WHAT TO DO —
Go through the entries below and print each one exactly.
══ DATA EXTRACT ══
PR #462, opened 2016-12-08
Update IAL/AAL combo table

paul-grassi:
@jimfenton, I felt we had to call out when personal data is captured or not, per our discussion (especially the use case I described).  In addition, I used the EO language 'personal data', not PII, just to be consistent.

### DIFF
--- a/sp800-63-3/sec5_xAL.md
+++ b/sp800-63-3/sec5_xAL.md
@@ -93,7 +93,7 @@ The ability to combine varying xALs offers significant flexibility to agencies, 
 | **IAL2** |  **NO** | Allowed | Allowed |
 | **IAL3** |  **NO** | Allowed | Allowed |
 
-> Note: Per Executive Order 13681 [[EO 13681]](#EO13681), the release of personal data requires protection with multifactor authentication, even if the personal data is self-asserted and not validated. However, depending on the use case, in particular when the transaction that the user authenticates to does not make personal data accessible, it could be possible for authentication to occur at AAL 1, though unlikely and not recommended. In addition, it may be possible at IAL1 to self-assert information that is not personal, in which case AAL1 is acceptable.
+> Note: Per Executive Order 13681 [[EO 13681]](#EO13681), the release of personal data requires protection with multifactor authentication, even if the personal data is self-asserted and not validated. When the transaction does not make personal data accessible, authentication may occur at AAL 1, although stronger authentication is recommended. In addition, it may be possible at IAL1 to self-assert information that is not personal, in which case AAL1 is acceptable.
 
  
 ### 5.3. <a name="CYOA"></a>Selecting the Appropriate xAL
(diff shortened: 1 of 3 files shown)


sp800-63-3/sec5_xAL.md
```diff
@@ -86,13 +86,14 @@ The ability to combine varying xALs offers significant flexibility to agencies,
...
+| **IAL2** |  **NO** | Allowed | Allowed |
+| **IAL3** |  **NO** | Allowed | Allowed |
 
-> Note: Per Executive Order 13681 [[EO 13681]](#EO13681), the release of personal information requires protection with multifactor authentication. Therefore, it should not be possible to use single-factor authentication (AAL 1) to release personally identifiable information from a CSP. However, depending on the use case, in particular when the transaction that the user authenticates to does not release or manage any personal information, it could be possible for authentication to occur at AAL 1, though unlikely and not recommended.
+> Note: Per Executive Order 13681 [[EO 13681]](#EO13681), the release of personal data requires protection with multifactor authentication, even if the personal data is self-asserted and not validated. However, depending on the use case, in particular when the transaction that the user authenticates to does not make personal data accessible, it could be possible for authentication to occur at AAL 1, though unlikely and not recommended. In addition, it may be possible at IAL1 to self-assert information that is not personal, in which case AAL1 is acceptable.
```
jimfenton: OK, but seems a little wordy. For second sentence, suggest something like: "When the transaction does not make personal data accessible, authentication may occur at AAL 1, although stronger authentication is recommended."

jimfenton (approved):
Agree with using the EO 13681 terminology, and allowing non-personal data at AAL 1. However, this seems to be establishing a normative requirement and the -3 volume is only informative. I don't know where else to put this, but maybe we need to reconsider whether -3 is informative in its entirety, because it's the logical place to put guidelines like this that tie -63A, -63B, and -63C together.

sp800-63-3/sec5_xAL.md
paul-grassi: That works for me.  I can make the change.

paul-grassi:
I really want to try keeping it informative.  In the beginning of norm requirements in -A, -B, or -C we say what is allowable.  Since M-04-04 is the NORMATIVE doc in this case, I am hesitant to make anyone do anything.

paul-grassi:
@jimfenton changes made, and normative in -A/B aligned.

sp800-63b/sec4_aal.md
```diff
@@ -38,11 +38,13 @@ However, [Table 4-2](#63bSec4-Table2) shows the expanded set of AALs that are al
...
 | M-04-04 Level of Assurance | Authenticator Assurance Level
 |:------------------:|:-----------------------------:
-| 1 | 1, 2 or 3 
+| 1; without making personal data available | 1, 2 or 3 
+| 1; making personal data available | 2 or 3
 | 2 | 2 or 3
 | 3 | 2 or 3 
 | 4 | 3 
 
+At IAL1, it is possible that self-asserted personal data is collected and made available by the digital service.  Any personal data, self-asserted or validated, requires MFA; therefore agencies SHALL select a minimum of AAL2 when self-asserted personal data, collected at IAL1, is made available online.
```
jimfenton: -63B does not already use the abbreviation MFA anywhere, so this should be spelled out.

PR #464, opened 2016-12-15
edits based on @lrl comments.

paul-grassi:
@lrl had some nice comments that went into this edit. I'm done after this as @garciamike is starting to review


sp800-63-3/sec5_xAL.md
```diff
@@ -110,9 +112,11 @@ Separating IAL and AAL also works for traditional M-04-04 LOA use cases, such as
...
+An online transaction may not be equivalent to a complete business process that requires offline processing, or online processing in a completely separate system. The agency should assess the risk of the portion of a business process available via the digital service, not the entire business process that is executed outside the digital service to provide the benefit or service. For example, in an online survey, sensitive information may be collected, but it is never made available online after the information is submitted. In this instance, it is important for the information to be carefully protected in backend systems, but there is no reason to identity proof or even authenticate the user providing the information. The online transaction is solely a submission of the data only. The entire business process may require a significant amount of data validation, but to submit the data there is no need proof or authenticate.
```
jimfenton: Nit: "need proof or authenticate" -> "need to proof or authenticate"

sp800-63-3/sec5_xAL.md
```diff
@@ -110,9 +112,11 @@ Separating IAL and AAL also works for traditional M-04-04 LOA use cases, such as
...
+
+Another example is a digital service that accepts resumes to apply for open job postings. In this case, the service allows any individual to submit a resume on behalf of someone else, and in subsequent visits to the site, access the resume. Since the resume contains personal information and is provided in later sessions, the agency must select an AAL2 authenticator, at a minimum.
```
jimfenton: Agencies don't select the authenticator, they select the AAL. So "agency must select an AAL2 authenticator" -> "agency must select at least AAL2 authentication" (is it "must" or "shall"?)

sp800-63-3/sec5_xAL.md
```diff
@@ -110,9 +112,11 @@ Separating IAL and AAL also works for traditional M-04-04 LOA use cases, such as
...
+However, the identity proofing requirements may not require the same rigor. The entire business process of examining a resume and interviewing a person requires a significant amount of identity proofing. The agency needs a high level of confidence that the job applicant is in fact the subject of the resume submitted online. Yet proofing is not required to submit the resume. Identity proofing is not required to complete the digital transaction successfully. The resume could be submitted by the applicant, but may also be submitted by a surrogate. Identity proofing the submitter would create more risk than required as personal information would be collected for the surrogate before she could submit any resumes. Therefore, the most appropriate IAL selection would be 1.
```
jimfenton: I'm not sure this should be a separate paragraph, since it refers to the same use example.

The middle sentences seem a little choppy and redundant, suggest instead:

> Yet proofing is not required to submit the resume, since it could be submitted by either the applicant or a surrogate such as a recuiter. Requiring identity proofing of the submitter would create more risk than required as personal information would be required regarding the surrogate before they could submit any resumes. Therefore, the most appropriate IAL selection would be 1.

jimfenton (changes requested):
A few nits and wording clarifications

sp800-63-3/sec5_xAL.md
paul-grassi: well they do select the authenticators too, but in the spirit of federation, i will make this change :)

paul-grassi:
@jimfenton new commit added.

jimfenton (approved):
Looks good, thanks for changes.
═══
WORKED SOLUTION —
PR #462, opened 2016-12-08
Update IAL/AAL combo table

paul-grassi:
@jimfenton, I felt we had to call out when personal data is captured or not, per our discussion (especially the use case I described).  In addition, I used the EO language 'personal data', not PII, just to be consistent.

### DIFF
--- a/sp800-63-3/sec5_xAL.md
+++ b/sp800-63-3/sec5_xAL.md
@@ -93,7 +93,7 @@ The ability to combine varying xALs offers significant flexibility to agencies, 
 | **IAL2** |  **NO** | Allowed | Allowed |
 | **IAL3** |  **NO** | Allowed | Allowed |
 
-> Note: Per Executive Order 13681 [[EO 13681]](#EO13681), the release of personal data requires protection with multifactor authentication, even if the personal data is self-asserted and not validated. However, depending on the use case, in particular when the transaction that the user authenticates to does not make personal data accessible, it could be possible for authentication to occur at AAL 1, though unlikely and not recommended. In addition, it may be possible at IAL1 to self-assert information that is not personal, in which case AAL1 is acceptable.
+> Note: Per Executive Order 13681 [[EO 13681]](#EO13681), the release of personal data requires protection with multifactor authentication, even if the personal data is self-asserted and not validated. When the transaction does not make personal data accessible, authentication may occur at AAL 1, although stronger authentication is recommended. In addition, it may be possible at IAL1 to self-assert information that is not personal, in which case AAL1 is acceptable.
 
  
 ### 5.3. <a name="CYOA"></a>Selecting the Appropriate xAL
(diff shortened: 1 of 3 files shown)


sp800-63-3/sec5_xAL.md
```diff
@@ -86,13 +86,14 @@ The ability to combine varying xALs offers significant flexibility to agencies,
...
+| **IAL2** |  **NO** | Allowed | Allowed |
+| **IAL3** |  **NO** | Allowed | Allowed |
 
-> Note: Per Executive Order 13681 [[EO 13681]](#EO13681), the release of personal information requires protection with multifactor authentication. Therefore, it should not be possible to use single-factor authentication (AAL 1) to release personally identifiable information from a CSP. However, depending on the use case, in particular when the transaction that the user authenticates to does not release or manage any personal information, it could be possible for authentication to occur at AAL 1, though unlikely and not recommended.
+> Note: Per Executive Order 13681 [[EO 13681]](#EO13681), the release of personal data requires protection with multifactor authentication, even if the personal data is self-asserted and not validated. However, depending on the use case, in particular when the transaction that the user authenticates to does not make personal data accessible, it could be possible for authentication to occur at AAL 1, though unlikely and not recommended. In addition, it may be possible at IAL1 to self-assert information that is not personal, in which case AAL1 is acceptable.
```
jimfenton: OK, but seems a little wordy. For second sentence, suggest something like: "When the transaction does not make personal data accessible, authentication may occur at AAL 1, although stronger authentication is recommended."

jimfenton (approved):
Agree with using the EO 13681 terminology, and allowing non-personal data at AAL 1. However, this seems to be establishing a normative requirement and the -3 volume is only informative. I don't know where else to put this, but maybe we need to reconsider whether -3 is informative in its entirety, because it's the logical place to put guidelines like this that tie -63A, -63B, and -63C together.

sp800-63-3/sec5_xAL.md
paul-grassi: That works for me.  I can make the change.

paul-grassi:
I really want to try keeping it informative.  In the beginning of norm requirements in -A, -B, or -C we say what is allowable.  Since M-04-04 is the NORMATIVE doc in this case, I am hesitant to make anyone do anything.

paul-grassi:
@jimfenton changes made, and normative in -A/B aligned.

sp800-63b/sec4_aal.md
```diff
@@ -38,11 +38,13 @@ However, [Table 4-2](#63bSec4-Table2) shows the expanded set of AALs that are al
...
 | M-04-04 Level of Assurance | Authenticator Assurance Level
 |:------------------:|:-----------------------------:
-| 1 | 1, 2 or 3 
+| 1; without making personal data available | 1, 2 or 3 
+| 1; making personal data available | 2 or 3
 | 2 | 2 or 3
 | 3 | 2 or 3 
 | 4 | 3 
 
+At IAL1, it is possible that self-asserted personal data is collected and made available by the digital service.  Any personal data, self-asserted or validated, requires MFA; therefore agencies SHALL select a minimum of AAL2 when self-asserted personal data, collected at IAL1, is made available online.
```
jimfenton: -63B does not already use the abbreviation MFA anywhere, so this should be spelled out.

PR #464, opened 2016-12-15
edits based on @lrl comments.

paul-grassi:
@lrl had some nice comments that went into this edit. I'm done after this as @garciamike is starting to review


sp800-63-3/sec5_xAL.md
```diff
@@ -110,9 +112,11 @@ Separating IAL and AAL also works for traditional M-04-04 LOA use cases, such as
...
+An online transaction may not be equivalent to a complete business process that requires offline processing, or online processing in a completely separate system. The agency should assess the risk of the portion of a business process available via the digital service, not the entire business process that is executed outside the digital service to provide the benefit or service. For example, in an online survey, sensitive information may be collected, but it is never made available online after the information is submitted. In this instance, it is important for the information to be carefully protected in backend systems, but there is no reason to identity proof or even authenticate the user providing the information. The online transaction is solely a submission of the data only. The entire business process may require a significant amount of data validation, but to submit the data there is no need proof or authenticate.
```
jimfenton: Nit: "need proof or authenticate" -> "need to proof or authenticate"

sp800-63-3/sec5_xAL.md
```diff
@@ -110,9 +112,11 @@ Separating IAL and AAL also works for traditional M-04-04 LOA use cases, such as
...
+
+Another example is a digital service that accepts resumes to apply for open job postings. In this case, the service allows any individual to submit a resume on behalf of someone else, and in subsequent visits to the site, access the resume. Since the resume contains personal information and is provided in later sessions, the agency must select an AAL2 authenticator, at a minimum.
```
jimfenton: Agencies don't select the authenticator, they select the AAL. So "agency must select an AAL2 authenticator" -> "agency must select at least AAL2 authentication" (is it "must" or "shall"?)

sp800-63-3/sec5_xAL.md
```diff
@@ -110,9 +112,11 @@ Separating IAL and AAL also works for traditional M-04-04 LOA use cases, such as
...
+However, the identity proofing requirements may not require the same rigor. The entire business process of examining a resume and interviewing a person requires a significant amount of identity proofing. The agency needs a high level of confidence that the job applicant is in fact the subject of the resume submitted online. Yet proofing is not required to submit the resume. Identity proofing is not required to complete the digital transaction successfully. The resume could be submitted by the applicant, but may also be submitted by a surrogate. Identity proofing the submitter would create more risk than required as personal information would be collected for the surrogate before she could submit any resumes. Therefore, the most appropriate IAL selection would be 1.
```
jimfenton: I'm not sure this should be a separate paragraph, since it refers to the same use example.

The middle sentences seem a little choppy and redundant, suggest instead:

> Yet proofing is not required to submit the resume, since it could be submitted by either the applicant or a surrogate such as a recuiter. Requiring identity proofing of the submitter would create more risk than required as personal information would be required regarding the surrogate before they could submit any resumes. Therefore, the most appropriate IAL selection would be 1.

jimfenton (changes requested):
A few nits and wording clarifications

sp800-63-3/sec5_xAL.md
paul-grassi: well they do select the authenticators too, but in the spirit of federation, i will make this change :)

paul-grassi:
@jimfenton new commit added.

jimfenton (approved):
Looks good, thanks for changes.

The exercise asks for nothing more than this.